1. Moteur Stirling comprenant un piston d'expansion (1) et un piston de compression
(2) qui coulissent dans leurs respectifs cylindres (3, 4), un dispositif de chauffage
(5) et un dispositif de refroidissement sur le côté supérieur desdits cylindres, un
regénerateur (7) en communication avec les dispositifs de chauffage et de refroidissement,
une tige de piston solidaire avec chaque piston et qui se déplace coaxialement par
rapport à l'axe du cylindre; un fond sur la partie inférieure de chaque cylindre pour
former des respectives chambres inférieures, lesdites tiges étant engagées à coulissement
et avec étanchéité en passant à travers dudit fond, caractérisé en ce qu'il comprend:
des joints-labyrinthe dynamiques (9) formés au moins sur ledit piston d'expansion
(4), pour consentir une infiltration de fluide du côté supérieur au côté inférieur
du moteur, de telle façon que moyennant l'absorption par ledit fluide dans le côté
inférieur du moteur de la chaleur transférée par conduction à travers les parois dudit
cylindre (3) et dudit piston d'expansion, un cycle Stirling inférieur vient à être
établi, ce qui produit une action de double effet avec récupération de chaleur et
production de travail; et un second re- générateur (8) en communication avec les deux
dites chambres inférieures.
2. Moteur Stirling selon la revendication 1, où lesdits joints-labyrinthe dynamiques
comprennent une succession alternée d'interstices annulaires (13) et cannelures (14).
3. Moteur Stirling selon les revendications 1 et 2, où lesdits pistons comprennent
des corps creux cylindriques dans lesquels sont prévus des trous radiaux calibrés
pour équilibrer la pression statique intérieure et extérieure.
1. Ein Stirlingmotor, bestehend aus einem Expansionskolben (1) und einem Verdichtungskolben
(2), die innerhalb der jeweiligen Zylinder (3, 4) gleiten, einem Heizgerät (5) und
einem Kühler (6) auf der oberen Seite des genannten Zylinders, einem Regenerator (7)

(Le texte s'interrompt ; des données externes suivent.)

PR #2212, opened 2025-09-16
fix(dataset): ensure that fields required for the lookups are included

abdimo101:
## Description
Fixes dataset V4 findOne endpoint to preserve fields required for relationship lookups.

## Motivation
When users request specific fields (e.g. only `datasetName`) while including relationships like `attachments` in their query, the system was filtering out required fields (like `pid`) needed to establish these relationships.

This resulted in empty relationship arrays being returned even when relationships existed in the database.

## Fixes

* Bug fixed (#X)

## Changes:

* changes made

## Tests included

- [ ] Passing? 

## Documentation

### DIFF
--- a/src/attachments/attachments.service.ts
+++ b/src/attachments/attachments.service.ts
@@ -65,7 +65,7 @@ export class AttachmentsService {
 
     const pipeline: PipelineStage[] = [{ $match: whereFilter }];
     if (!isEmpty(fieldsProjection)) {
-      const projection = parsePipelineProjection(fieldsProjection);
+      const projection = parsePipelineProjection(fieldsProjection, filter);
       pipeline.push({ $project: projection });
     }
 
--- a/src/attachments/attachments.service.ts
+++ b/src/attachments/attachments.service.ts
@@ -65,7 +65,7 @@ export class AttachmentsService {
 
     const pipeline: PipelineStage[] = [{ $match: whereFilter }];
     if (!isEmpty(fieldsProjection)) {
-      const projection = parsePipelineProjection(fieldsProjection, filter.include);
+      const projection = parsePipelineProjection(fieldsProjection);
       pipeline.push({ $project: projection });
     }
 
--- a/src/attachments/attachments.service.ts
+++ b/src/attachments/attachments.service.ts
@@ -65,7 +65,7 @@ export class AttachmentsService {
 
     const pipeline: PipelineStage[] = [{ $match: whereFilter }];
     if (!isEmpty(fieldsProjection)) {
-      const projection = parsePipelineProjection(fieldsProjection, filter);
+      const projection = parsePipelineProjection(fieldsProjection, filter.include);
       pipeline.push({ $project: projection });
     }
 
--- a/src/datasets/datasets.service.ts
+++ b/src/datasets/datasets.service.ts
@@ -133,7 +133,7 @@ export class DatasetsService {
     this.addLookupFields(pipeline, filter.include);
 
     if (!isEmpty(fieldsProjection)) {
-      const projection = parsePipelineProjection(fieldsProjection);
+      const projection = parsePipelineProjection(fieldsProjection, filter);
       pipeline.push({ $project: projection });
     }
 
@@ -258,32 +258,10 @@ export class DatasetsService {
     };
 
     const pipeline: PipelineStage[] = [{ $match: whereFilter }];
-
-    // Map of lookup fields to their required join fields in the Dataset schema
-    // These are the fields that must be preserved for each relationship lookup to work correctly
-    const lookupFields: Record<string, string> = {
-      [DatasetLookupKeysEnum.attachments]: "pid",
-      [DatasetLookupKeysEnum.samples]: "sampleIds",
-      [DatasetLookupKeysEnum.proposals]: "proposalIds",
-      [DatasetLookupKeysEnum.origdatablocks]: "pid",
-      [DatasetLookupKeysEnum.datablocks]: "pid",
-      [DatasetLookupKeysEnum.instruments]: "instrumentIds",
-    };
+    this.addLookupFields(pipeline, filter.include);
 
     if (!isEmpty(fieldsProjection)) {
-      const projection = parsePipelineProjection(fieldsProjection);
-
-      // When specific fields are requested, we need to ensure that the fields required for lookups
-      // are preserved (e.g. pid for attachments). Otherwise relationship arrays would be empty
-      // since MongoDB removes all fields not explicitly requested in projection.
-
-      if (filter.include) {
-        filter.include.forEach((field: DatasetLookupKeysEnum) => {
-          const requiredField = lookupFields[field];
-          projection[requiredField] = true;
-        });
-      }
-
+      const projection = parsePipelineProjection(fieldsProjection, filter);
       pipeline.push({ $project: projection });
     }
 
@@ -294,7 +272,6 @@ export class DatasetsService {
 
     pipeline.push({ $skip: limits.skip || 0 });
 
-    this.addLookupFields(pipeline, filter.include);
 
     const [data] = await this.datasetModel
       .aggregate<OutputDatasetDto | undefined>(pipeline)
--- a/src/datasets/datasets.service.ts
+++ b/src/datasets/datasets.service.ts
@@ -259,8 +259,8 @@ export class DatasetsService {
 
     const pipeline: PipelineStage[] = [{ $match: whereFilter }];
 
-
-    // Lookup fields and their corresponding local fields in Dataset schema
+    // Map of lookup fields to their required join fields in the Dataset schema
+    // These are the fields that must be preserved for each relationship lookup to work correctly
     const lookupFields: Record<string, string> = {
       [DatasetLookupKeysEnum.attachments]: "pid",
       [DatasetLookupKeysEnum.samples]: "sampleIds",
@@ -268,19 +268,20 @@ export class DatasetsService {
       [DatasetLookupKeysEnum.origdatablocks]: "pid",
       [DatasetLookupKeysEnum.datablocks]: "pid",
       [DatasetLookupKeysEnum.instruments]: "instrumentIds",
-    }
+    };
 
     if (!isEmpty(fieldsProjection)) {
       const projection = parsePipelineProjection(fieldsProjection);
-      
-      // when specific fields are requested, we need to ensure that the fields required for the lookups are included.
-      // For example if attachments are included, we need to ensure that "pid" field is included in the projection to avoid missing data.
+
+      // When specific fields are requested, we need to ensure that the fields required for lookups
+      // are preserved (e.g. pid for attachments). Otherwise relationship arrays would be empty
+      // since MongoDB removes all fields not explicitly requested in projection.
 
       if (filter.include) {
         filter.include.forEach((field: DatasetLookupKeysEnum) => {
           const requiredField = lookupFields[field];
           projection[requiredField] = true;
-        })
+        });
       }
 
       pipeline.push({ $project: projection });
--- a/src/datasets/datasets.service.ts
+++ b/src/datasets/datasets.service.ts
@@ -191,7 +191,7 @@ export class DatasetsService {
     const pipeline: PipelineStage[] = [{ $match: whereFilter }];
     const addedRelations = this.addLookupFields(pipeline, filter.include);
 
-    if (Array.isArray(fieldsProjection)) {
+    if (Array.isArray(fieldsProjection) && fieldsProjection.length > 0) {
       fieldsProjection = Array.from(
         new Set([...fieldsProjection, ...addedRelations]),
       );
--- a/src/datasets/datasets.service.ts
+++ b/src/datasets/datasets.service.ts
@@ -258,8 +258,31 @@ export class DatasetsService {
     };
 
     const pipeline: PipelineStage[] = [{ $match: whereFilter }];
+
+
+    // Lookup fields and their corresponding local fields in Dataset schema
+    const lookupFields: Record<string, string> = {
+      [DatasetLookupKeysEnum.attachments]: "pid",
+      [DatasetLookupKeysEnum.samples]: "sampleIds",
+      [DatasetLookupKeysEnum.proposals]: "proposalIds",
+      [DatasetLookupKeysEnum.origdatablocks]: "pid",
+      [DatasetLookupKeysEnum.datablocks]: "pid",
+      [DatasetLookupKeysEnum.instruments]: "instrumentIds",
+    }
+
     if (!isEmpty(fieldsProjection)) {
       const projection = parsePipelineProjection(fieldsProjection);
+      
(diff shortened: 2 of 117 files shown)


emigun:
Looks good to me! (but I feel like someone with more knowledge on MongoDB lookups should be approving)

src/datasets/datasets.service.ts
```diff
@@ -258,8 +258,32 @@ export class DatasetsService {
...
+      // When specific fields are requested, we need to ensure that the fields required for lookups
+      // are preserved (e.g. pid for attachments). Otherwise relationship arrays would be empty
+      // since MongoDB removes all fields not explicitly requested in projection.
+
+      if (filter.include) {
+        filter.include.forEach((field: DatasetLookupKeysEnum) => {
+          const requiredField = lookupFields[field];
+          projection[requiredField] = true;
+        });
+      }
```
Junjiequan: I believe this change needs to be applied to all controllers, not just datasets. So it'd be nice to have a more generic solution to reduce duplication

Junjiequan (approved):
I think it'd be better if the solution were more generic so that other controllers can use it, but I think it works, and maybe we can refactor it later

HayenNico:
To me it looks like this issue comes from a messed up order of operations in the mongo pipeline in findOneComplete in datasets.service. What needs to change is that the fieldsProjection comes after the lookup in the pipeline.
If you compare the current findOneComplete to findAllComplete, the latter uses a different order that should always work

I don't think we need to (or should) introduce this exception for required fields

Junjiequan:
> To me it looks like this issue comes from a messed up order of operations in the mongo pipeline in findOneComplete in datasets.service. What needs to change is that the fieldsProjection comes after the lookup in the pipeline.
If you compare the current findOneComplete to findAllComplete, the latter uses a different order that should always work

@HayenNico Yes, if we change the order of fieldsProjection this will solve the issue, as long as whoever calls this endpoint knows that in order to get the lookup data they must provide the lookup document name in the $project.

For example, after changing the order like this:
```JS
const pipeline: PipelineStage[] = [{ $match: whereFilter }];

this.addLookupFields(pipeline, filter.include);

if (!isEmpty(fieldsProjection)) {
  const projection = parsePipelineProjection(fieldsProjection);
  pipeline.push({ $project: projection });
}

if (!isEmpty(limits.sort)) {
  const sort = parsePipelineSort(limits.sort);
  pipeline.push({ $sort: sort });
}
```

The following query returns the expected results:
```Json
{
  "where": {
    "datasetName": {
      "$regex": "test22222233333334",
      "$options": "i"
    }
  },
  "include": [
    "attachments"
  ],
  "fields": [
    "datasetName",
    "attachments"
  ]
}
```
But this one do not return attachments:
```Json
{
  "where": {
    "datasetName": {
      "$regex": "test22222233333334",
      "$options": "i"
    }
  },
  "include": [
    "attachments"
  ],
  "fields": [
    "datasetName"
  ]
}
```
It’s because [lookup fields/embedded documents require the embedded field to be in the $project](https://www.mongodb.com/docs/manual/reference/operator/aggregation/project/#embedded-document-fields), otherwise it only returns the root doc.

It’s kinda against the first instinct of how it supposed to work. For example, the general use case of $project is that if you don’t provide a projection, **Mongo** returns the entire doc. So, the idea behind this change is that we keep $project after $lookup because we know what lookup fields list is provided, what corresponding IDs are required, and that the required ids field will not be changed. This way people who don’t know Mongo query logic won’t get confused.

Junjiequan:
That being said, I agree with your point. As a maintainer, changing the order is the simplest and cleanest solution.

HayenNico:
@Junjiequan Thanks for the explanation. Assuming we put the lookup pipeline step in the correct place, what we could add is that any filter under `"include"` is automatically put into the `"fields"` filter as well. I think this implicit assumption that a client who specified `"include"` would also want to see that in the projection is valid.

HayenNico:
Side note: This will require some adjustments to the tests as well. Right now [2500-0207](https://github.com/SciCatProject/scicat-backend-next/blob/4a85eac60b31ec64e4cda3712c211aabfb0dac49/test/DatasetV4.js#L565) on findAll and [2500-0308](https://github.com/SciCatProject/scicat-backend-next/blob/4a85eac60b31ec64e4cda3712c211aabfb0dac49/test/DatasetV4.js#L792) on findOne for using all query filters have exactly opposite logic with regard to the include fields, which is why the problem with empty includes wasn't picked up in testing.

Junjiequan:
> @Junjiequan Thanks for the explanation. Assuming we put the lookup pipeline step in the correct place, what we could add is that any filter under `"include"` is automatically put into the `"fields"` filter as well. I think this implicit assumption that a client who specified `"include"` would also want to see that in the projection is valid.

That sounds like a better solution. Just one additional thing needs to be clarified, if user provide the query below, there will be an error
```json
  "include": [
    "attachments"
  ],
  "fields": [
    "datasetName",
    "attachments.thumbnail"
  ]
```
Because `You cannot specify both an embedded document and a field within that embedded document in the same projection.` - [doc](https://www.mongodb.com/docs/manual/reference/operator/aggregation/project/#path-collision-errors-in-embedded-fields), so if a user provided a field with embedded document then the document name should not be automatically put into the `fields`

@abdimo101 How do you think about this suggestion?

nitrosx:
My two cents, 

- we should do lookup before projection.
- if somebody provides the following input:
```
{
  "where": {
    "datasetName": {
      "$regex": "test22222233333334",
      "$options": "i"
    }
  },
  "include": [
    "attachments"
  ],
  "fields": [
    "datasetName",
    "attachments"
  ]
}
```
or 
```
{
  "where": {
    "datasetName": {
      "$regex": "test22222233333334",
      "$options": "i"
    }
  },
  "include": [
    "attachments"
  ],
  "fields": [
    "datasetName",
    "attachments.thumbnail"
  ]
}
```
we know that what to do.
- if a user provides the following input:
```
{
  "where": {
    "datasetName": {
      "$regex": "test22222233333334",
      "$options": "i"
    }
  },
  "include": [
    "attachments"
  ],
  "fields": [
    "datasetName"
  ]
}
```
we can infer that they have forgot to ask for the attachments and internally we should insert `attachments` in the projection as the input passed was like:
```
{
  "where": {
    "datasetName": {
      "$regex": "test22222233333334",
      "$options": "i"
    }
  },
  "include": [
    "attachments"
  ],
  "fields": [
    "datasetName",
    "attachments"
  ]
}
```

f course everything should be documented in the swagger endpoint, including the reference to the path collision mentioned by @Junjiequan

abdimo101:
> > @Junjiequan Thanks for the explanation. Assuming we put the lookup pipeline step in the correct place, what we could add is that any filter under `"include"` is automatically put into the `"fields"` filter as well. I think this implicit assumption that a client who specified `"include"` would also want to see that in the projection is valid.
> 
> That sounds like a better solution. Just one additional thing needs to be clarified, if user provide the query below, there will be an error
> 
> ```json
>   "include": [
>     "attachments"
>   ],
>   "fields": [
>     "datasetName",
>     "attachments.thumbnail"
>   ]
> ```
> 
> Because `You cannot specify both an embedded document and a field within that embedded document in the same projection.` - [doc](https://www.mongodb.com/docs/manual/reference/operator/aggregation/project/#path-collision-errors-in-embedded-fields), so if a user provided a field with embedded document then the document name should not be automatically put into the `fields`
> 
> @abdimo101 How do you think about this suggestion?

Yes to avoid the path collision, we have to make a check to ensure that when a field within an embedded document(e.g `attachments.thumbnail`) has been added, then the embedded document should automatically not be added as well if it's under `include`.

HayenNico (approved):
Looks good

test/DatasetV4.js
```diff
@@ -843,6 +869,54 @@ describe("2500: Datasets v4 tests", () => {
         .expect(TestData.BadRequestStatusCode)
         .expect("Content-Type", /json/);
     });
+
+    it("0309: should only return the field and its subfields within the embedded documents even when 'all' is used under include", async () => {
+      const filter = {
+        include: ["all"],
+        fields: [
+          "datasetName",
+          "attachments.thumbnail",
```
minottic, line 1063: I think this should not be supported, it can already be done with scopes and it will be additional code to maintain

src/attachments/attachments.service.ts
```diff
@@ -65,7 +65,7 @@ export class AttachmentsService {
 
     const pipeline: PipelineStage[] = [{ $match: whereFilter }];
     if (!isEmpty(fieldsProjection)) {
-      const projection = parsePipelineProjection(fieldsProjection);
+      const projection = parsePipelineProjection(fieldsProjection, filter);
```
minottic: I think passing the `filter.include` here would make what the function does clearer

minottic: if we do this (or similar), I think the logic of the function can be greatly simplified. Essentially, every service can pass to it the intersection between its enum (e.g. DatasetLookupKeysEnum) and the relations that are in the filter

minottic (commented):
sorry, I overlooked this. I think now that the "scope" is supported in the dataset endpoint, a user would filter and project using that (see this [test](https://github.com/SciCatProject/scicat-backend-next/blob/master/test/DatasetV4.js#L668-L678)), so the relation fields in the parent I believe should not be supported (also because `scope` enables more than that, e.g. filters and limits on relations). I think all `findOneComplete` should simply reuse the `findAllComplete`, see [here](https://github.com/SciCatProject/scicat-backend-next/pull/2236). My solution started with datasest, I agree this concept should later be applied everywhere. I simpatise defaulting to include relations when in include but not in field, but then I think this is the only thing this PR should do, on top of the scopes and reusing findAllComplete

abdimo101:
Hi @minottic, I had a discussion with @nitrosx & @Junjiequan about your changes. We concluded that the `fields` inside `scope` are not really necessary, as they only apply to fields in lookup documents and not the parent (i.e dataset). The only way to filter parent fields like `datasetName` is to use the `fields` array outside the scope, which means the users would need to specify in two places. 

This becomes even more challenging when multiple relations are involved, as users would have to update several different `fields` arrays. For example:

```
{
  "where": {
    "datasetName": {
      "$regex": "Dataset",
      "$options": "i"
    }
  },
  "include": [
    "origdatablock",
    {
      "relation": "attachments",
      "scope": {
        "fields": [
          "filename",
          "mimetype"
        ],
        "limits": {
          "limit": 5,
          "skip": 0,
          "sort": {
            "filename": "asc"
          }
        },
        "where": {
          "filename": {
            "$regex": "data",
            "$options": "i"
          }
        }
      }
    },
    {
      "relation": "proposals",
      "scope": {
        "fields": [
          "title",
          "abstract"
        ],
        "limits": {
          "limit": 1,
          "skip": 0,
          "sort": {
            "title": "asc"
          }
        },
        "where": {
          "title": {
            "$regex": "ESS",
            "$options": "i"
          }
        }
      }
    }
  ],
  "fields": [
    "datasetName"
  ],
  "limits": {
    "limit": 10,
    "skip": 0,
    "sort": {
      "datasetName": "asc | desc"
    }
  }
} 

``` 

This approach requires users to handle multiple `fields` arrays, we believe it would be simpler for users to only handle one. 

FIrst improvement: 
``` 
{
  "where": {
    "datasetName": {
      "$regex": "Dataset",
      "$options": "i"
    }
  },
  "include": [
    "origdatablock",
    {
      "relation": "attachments",
      "scope": {
        "limits": {
          "limit": 5,
          "skip": 0,
          "sort": {
            "filename": "asc"
          }
        },
        "where": {
          "filename": {
            "$regex": "data",
            "$options": "i"
          }
        }
      }
    },
    {
      "relation": "proposals",
      "scope": {
        "limits": {
          "limit": 1,
          "skip": 0,
          "sort": {
            "title": "asc"
          }
        },
        "where": {
          "title": {
            "$regex": "ESS",
            "$options": "i"
          }
        }
      }
    }
  ],
  "fields": [
    "datasetName"
    "attachments.filename",
    "attachments.mimetype",
    "proposals.title",
    "proposals.abstract"
 ],
  "limits": {
    "limit": 10,
    "skip": 0,
    "sort": {
      "datasetName": "asc | desc"
    }
  }
}
```
And we also talked about implementing this format not in this PR, but in the future : 
```
{
  "where": {
    "datasetName": {
      "$regex": "Dataset",
      "$options": "i"
    }
  },
  "include": [
    "origdatablock",
    {
      "collection": "attachments",
      "limits": {
        "limit": 5,
        "skip": 0,
        "sort": {
          "filename": "asc"
        }
      },
      "where": {
        "filename": {
          "$regex": "data",
          "$options": "i"
        }
      }
    },
    {
      "collection": "proposals",
      "limits": {
        "limit": 1,
        "skip": 0,
        "sort": {
          "title": "asc"
        }
      },
      "where": {
        "title": {
          "$regex": "ESS",
          "$options": "i"
        }
      }
    }
  ],
  "fields": [
    "datasetName"
    "attachments.filename",
    "attachments.mimetype",
    "proposals.title",
    "proposals.abstract"
 ],
  "limits": {
    "limit": 10,
    "skip": 0,
    "sort": {
      "datasetName": "asc | desc"
    }
  }
}
```

minottic:
@abdimo101 fields will be both in scope and in the upper level in my (merged) PR, so the user will need a more complex json, but this will be way closer to the V3 implementation (and backward compatible with the old backend). But I simpatise with having the ability to add fields in the uppermost level as well, and I have to take back that it should not be supported. I think it would be a bit easier if we split the features. 

1. we support already scopes with where and fields, as [loopback 3](https://loopback.io/doc/en/lb3/Include-filter.html) did and as v3 should do (thus the easy extension to v4). See PR #2231 . This includes adding where, limits and fields on relations for datasets
2. we need to implicitely add relations to fields when used in the include (and I thikn this is the only thing this PR should do)
3. we should avoid code duplication, and this is what #2236 does
4. we need to extend parent fields and use `parent.children` in fields. This could either be here or in another PR (I think it's better in another PR, but I am also fine having it here)

btw, this 

> And we also talked about implementing this format not in this PR, but in the future :

is already supported by this PR for datasets #2231. But if you mean here just making the filter syntax a bit easiear, that could work even though I am not sure it's worth asking users to change all their syntax when migrating from v3 to v4 for such a cosmetic change (you are essentially "stripping" the "scope" and renaming "relation" to "collection". For example, see how simple it becomes to extend to v3 here #2237 ). I agree it should be extended to other collections, but as I commented in this PR #2236 I thikn a more complete change is to refactor all find in all controllers to use a shared findAllComplete and findOneComplete that will reuse the pipelines. 

I will be happy to discuss this in a meeting next week

abdimo101:
Hi @minottic, thanks for the quick response. I pushed my last commit before seeing your response, but I’m open to discussing this further next week.

nitrosx:
@minottic I understand that you would like to maintain the same filter syntax in v4. 
I would need more details to understand the context for this decision.
That said, I see dataset v4 as the right chance to move away completely from loopback syntax, which is not intuitive, complex and does not allow complex queries.

minottic (approved):
sorry, I missed the refactor of the PR. Looks good to me, thanks for the change!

, der mit dem Kühler und dem Heizgerät verbunden ist, einer Kolbenstange die mit jedem
der Kolben verbunden ist und sich koaxial zur Zylinderaxe bewegt, einem Boden im unteren
Teil eines jeden Zylinders, der die jeweiligen unteren Kammern bildet, wobei genannte
Stangen abgedichtet durch die Böden gleiten, dadurch gekennzeichnet, dass:
sich zumindest auf dem Expansionskolben (4) dynamische Labyrinthdichtungen (9) bilden,
um die Einsickerung von Flüssigkeit von der oberen zur unteren Seite des Motors zu
ermöglichen, wobei durch Wärmeaufnahme von Seiten der Flüssigkeit von der durch Konduktion
aus den Wänden des Zylinders (3) und des Expansionskolbens dringenden Wärme, ein Stirlingverfahren
in der unteren Seite des Motors entsteht, welches eine Doppelwirkung von Abhitzgewinnung
und Arbeitserzeugung hervorruft; und dadurch gekennzeichnet, dass er einen zweiten
Regenerator (8) der mit den beiden unteren Kammern verbunden ist, enthält.
2. Ein Stirlingmotor nach Anspruch 1, in dem die dynamischen Labyrinthverdichtungen,
eine abwechselnde Reihenfolge von ringförmigen Spalten (13) und Kanälen (14) enthalten.
3. Ein Stirlingmotor nach den Ansprüchen 1 und 2, in dem die Kolben hohle zylindrische
Körper haben, in denen sich radiale Bohrungen (17) be- . finden, um den statischen
Aussen- und Innendruck auszugleichen.